14. In our view, once the Petitioner provided the all the details, explanations and documents against the reasons for reopening. The AO considering the principle of ‘shifting of onus’ under the evidence act, must necessarily carefully examine the material and then give particulars and reason/s to disbelieve the assessee, whilst rejecting the objections, to shift the onus on the assessee, as failure to do so, does not discharge the onus shifted upon him (AO) by the assessee by submitting all documents and explanations, and provides no reason for the Court to disbelieve the assessee.

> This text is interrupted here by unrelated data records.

PR #102, opened 2025-09-23
feat: linear price

MathisGD:


src/Terms.sol
```diff
@@ -49,13 +49,16 @@ contract Terms is ITerms {
...
+        require(block.timestamp >= offer.start, "offer not started");
+        require(block.timestamp <= offer.end, "offer expired");
         require(term.maturity >= block.timestamp, "bond maturity");
         _checkSignature(offer, sig);
         _checkOffer(term, offer);
 
-        uint256 bonds = assets * (1e18 + (term.maturity - block.timestamp) * offer.rate) / 1e18;
+        uint256 price = offer.startPrice
+            + (offer.endPrice - offer.startPrice) * (block.timestamp - offer.start) / (offer.end - offer.start);
+        require(price <= 1e18, "price too high");
```
peyha: can't `price > 1e18` make sense if for instance there are rewards ?

test/BaseTest.sol
```diff
@@ -94,9 +94,10 @@ abstract contract BaseTest is Test {
             loanToken: term.loanToken,
             collaterals: term.collaterals,
             maturity: block.timestamp + 100,
-            offerStart: block.timestamp,
-            offerExpiry: block.timestamp + 200,
-            rate: 0,
+            start: block.timestamp,
+            end: block.timestamp + 1,
```
adhusson: why +200 -> +1

test/TakeTest.sol
```diff
@@ -40,8 +40,10 @@ contract TakeTest is BaseTest {
         lendOffer.assets = 100;
         lendOffer.loanToken = address(loanToken);
         lendOffer.maturity = block.timestamp + 100;
-        lendOffer.offerExpiry = block.timestamp + 200;
-        lendOffer.rate = 0.01e18 / 100;
+        lendOffer.start = block.timestamp;
+        lendOffer.end = block.timestamp + 200;
+        lendOffer.startPrice = 0.99 ether;
+        lendOffer.endPrice = 0.99 ether;
```
adhusson: rate has become 0

test/TakeTest.sol
```diff
@@ -53,8 +55,9 @@ contract TakeTest is BaseTest {
         borrowOffer.assets = 100;
         borrowOffer.loanToken = address(loanToken);
         borrowOffer.maturity = block.timestamp + 100;
-        borrowOffer.offerExpiry = block.timestamp + 200;
-        borrowOffer.rate = 0.01e18 / 100;
+        borrowOffer.end = block.timestamp + 200;
+        borrowOffer.startPrice = 0.99 ether;
+        borrowOffer.endPrice = 0.99 ether;
```
adhusson: same here, rate is now 0

src/interfaces/ITerms.sol
```diff
@@ -22,11 +22,10 @@ struct Offer {
     address loanToken;
     Collateral[] collaterals;
     uint256 maturity;
-    uint256 offerStart;
-    uint256 offerExpiry;
-    // The rate is expressed in percentage per second and is scaled by WAD, so `0.01e18 / uint256(365 days)` represents
-    // 1% APR.
-    uint256 rate;
+    uint256 start;
+    uint256 end;
```
adhusson:
```suggestion
    uint256 validFrom;
    uint256 validUntil;
```


```suggestion
    uint256 validityStart;
    uint256 validityEnd;
```


```suggestion
    uint256 start;
    uint256 expiry;
```

src/Terms.sol
MathisGD: opening an issue

test/BaseTest.sol
MathisGD: actually + 0 is fine

test/TakeTest.sol
MathisGD: hmm no it's not zero (interest is 0.01 ether / wad)

src/Terms.sol
```diff
@@ -43,19 +43,30 @@ contract Terms is ITerms {
...
         require(term.maturity >= block.timestamp, "bond maturity");
-        _checkSignature(offer, sig);
-        _checkOffer(term, offer);
+        require(offer.loanToken == term.loanToken, "Loan tokens do not match");
+        require(offer.maturity == term.maturity, "Maturities do not match");
+        require(signatureIsValid(offer, sig), "Invalid signature");
+        _checkCollateralInclusion(term, offer);
 
-        uint256 bonds = assets * (1e18 + (term.maturity - block.timestamp) * offer.rate) / 1e18;
+        uint256 denominator = offer.expiry - offer.start;
```
adhusson:
```suggestion
        uint256 offerDuration = offer.expiry - offer.start;
```

src/Terms.sol
```diff
@@ -43,19 +43,30 @@ contract Terms is ITerms {
...
+        uint256 price = denominator > 0
+            ? offer.startPrice + (offer.expiryPrice - offer.startPrice) * (block.timestamp - offer.start) / denominator
+            : offer.startPrice;
+
+        // todo check rounding
```
QGarchery: I don't think there is any "good" rounding direction here:
- if you choose to underestimate bonds (which is what is done here), then the buyer is better off
- if you choose to overestimage bonds, then the seller is better off
but the caller could be either the seller of the buyer (or acting on either one behalf)

src/Terms.sol
```diff
@@ -245,13 +253,12 @@ contract Terms is ITerms {
         }
     }
 
-    function _checkSignature(Offer memory offer, Signature memory signature) internal view {
+    function signatureIsValid(Offer memory offer, Signature memory signature) internal view returns (bool) {
```
QGarchery, line 255: Curious why did you do this change

src/Terms.sol
```diff
@@ -226,10 +237,7 @@ contract Terms is ITerms {
         return keccak256(abi.encode(term));
     }
 
-    function _checkOffer(Term memory term, Offer memory offer) internal pure {
-        require(offer.loanToken == term.loanToken, "Loan tokens do not match");
-        require(offer.maturity == term.maturity, "Maturities do not match");
-
+    function _checkCollateralInclusion(Term memory term, Offer memory offer) internal pure {
```
QGarchery, line 239: same

src/Terms.sol
```diff
@@ -43,19 +43,30 @@ contract Terms is ITerms {
...
+        uint256 bonds,
         address onBehalf,
         Offer memory offer,
         Signature memory sig,
         address callbackAddress,
         bytes memory callbackData
     ) public {
-        require(block.timestamp >= offer.offerStart, "offer not started");
-        require(block.timestamp <= offer.offerExpiry, "offer expired");
+        require(assets * bonds == 0, "inconsistent input");
```
```suggestion
        require(assets == 0 || bonds == 0, "inconsistent input");
```
[optional] clearer (to me) and doesn't introduce a potential overflow

src/Terms.sol
MathisGD: yes, no right direction but I choose them randomly, maybe there is still a "better" direction. maybe advantaging the maker?

src/Terms.sol
MathisGD: the require is clearer, wdyt

src/Terms.sol
MathisGD: checks are less hidden, just the collateral inclusion is externalized

src/Terms.sol
```diff
@@ -43,19 +43,30 @@ contract Terms is ITerms {
...
 
-        uint256 bonds = assets * (1e18 + (term.maturity - block.timestamp) * offer.rate) / 1e18;
+        uint256 denominator = offer.expiry - offer.start;
+        uint256 price = denominator > 0
+            ? offer.startPrice + (offer.expiryPrice - offer.startPrice) * (block.timestamp - offer.start) / denominator
+            : offer.startPrice;
+
+        // todo check rounding
+        if (assets > 0) bonds = assets.mulDivDown(1e18, price);
+        else assets = bonds.mulDivUp(price, 1e18);
```
adhusson: Not sure what the principle behind choosing a rounding must be here.

The rounding is controlled by the taker so we could do



```suggestion
        if (assets > 0) bonds = taker == buyer ? assets.mulDivDown(1e18,price) : assets.mulDivUp(1e18,price);
        else assets = taker == buyer ? bonds.mulDivUp(price,1e18) : bonds.mulDivDown(price,1e18);
```

src/Terms.sol
```diff
@@ -43,19 +43,30 @@ contract Terms is ITerms {
     function take(
         Term memory term,
         uint256 assets,
+        uint256 bonds,
         address onBehalf,
```
adhusson:
```suggestion
        address taker,
```

repeated from https://github.com/morpho-org/morpho-v2/pull/32#discussion_r2379179565

src/Terms.sol
```diff
@@ -43,19 +43,30 @@ contract Terms is ITerms {
...
         Offer memory offer,
         Signature memory sig,
         address callbackAddress,
         bytes memory callbackData
```
adhusson:
```suggestion
        address takerCallbackAddress,
        bytes memory takerCallbackData
```

repeated from https://github.com/morpho-org/morpho-v2/pull/32#discussion_r2379180397

src/Terms.sol
```diff
@@ -245,13 +253,12 @@ contract Terms is ITerms {
...
 
-    function _checkSignature(Offer memory offer, Signature memory signature) internal view {
+    function signatureIsValid(Offer memory offer, Signature memory signature) internal view returns (bool) {
         bytes32 hashStruct = keccak256(abi.encode(OFFER_TYPEHASH, offer));
         bytes32 domainSeparator = keccak256(abi.encode(DOMAIN_TYPEHASH, block.chainid, address(this)));
         bytes32 digest = keccak256(bytes.concat("\x19\x01", domainSeparator, hashStruct));
         address signatory = ecrecover(digest, signature.v, signature.r, signature.s);
-
-        require(signatory != address(0) && offer.offering == signatory, "Invalid signature");
+        return signatory != address(0) && offer.offering == signatory;
```
adhusson, line 260:
```suggestion
        require(offer.offering != address(0) && offer.offering == ecrecover(digest, signature.v, signature.r, signature.s), "Invalid sig");
```

repeated from https://github.com/morpho-org/morpho-v2/pull/32#discussion_r2379472021

src/Terms.sol
adhusson: shouldn't also at least one of them be nonzero? what would be the purpose of taking for 0?

MathisGD: depend if we allow no-ops or not. we can open an issue for that

src/Terms.sol
QGarchery: No strong opinion on this

src/Terms.sol
QGarchery: Good point, that would be the best. But we don't do it everywhere for now, see [this PR](https://github.com/morpho-org/morpho-v2/pull/24) (old, and not ready for review at all)

MathisGD: I went for that

QGarchery: Because we don't do it everywhere I don't think it makes sense to do it just here (it adds code complexity for no guarantee)

MathisGD: fair, I'll rollback

adhusson (approved):

peyha (approved):

QGarchery (approved):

15. The Supreme Court in the case of R V E Venkatachala Gounder v Arulmigu Vishwesaraswami & V. P. Temple & anr.[4] relying on A Raghavamma v A Chenchamma[5] held that there is an essential distinction between burden of proof and onus of proof: burden of proof lies upon a person who has to prove the fact and which never shifts. Onus of proof shifts. Such a shifting of onus is a continuous process in the evaluation of evidence.

16. The Delhi High Court in the case of PCIT v RMG Polyvinly (I) Ltd,[6] held that: “Where information was received from investigation wing that assessee was beneficiary of accommodation entries but no further inquiry was undertaken by Assessing Officer, said information could not be said to be tangible material per se and, thus, reassessment on said basis was not justified.”

17. Similar view was expressed by Delhi High Court in the case of CIT vs Sfil Stock Broking Ltd. where it held that: “Where on the basis of information given by the Dy. Director of Income-tax (Inv.) Assessing Officer reopened assessment and from so-called reasons, it was not at all discernible as to whether Assessing Officer had applied his mind to information and independently arrived at a belief that, on basis of material which he had before him, income had escaped assessment, reopening of assessment was not justified.”

18. Upon examination of response/objections to the notice it is evinced that there is no live link or nexus with the alleged orders passed by SEBI as alleged by the Respondent. Besides the Respondent has failed to aver the particulars of the information available which has led to the belief that income has escaped assessment. There appears no new tangible material available on record to conclude that income had escaped assessment. In our view it is clearly a ‘change of opinion’. 83 taxmann.com 348

19. We, therefore pass the following orderi. The impugned notices dated 31st March 2021 and the order dated 24th January 2022, issued by Respondent No.1 for AY 2015-16 & 2016-17 are quashed and set aside; ii. Rule made absolute in above terms. No costs. (KAMAL KHATA, J.) (DHIRAJ SINGH THAKUR, J.)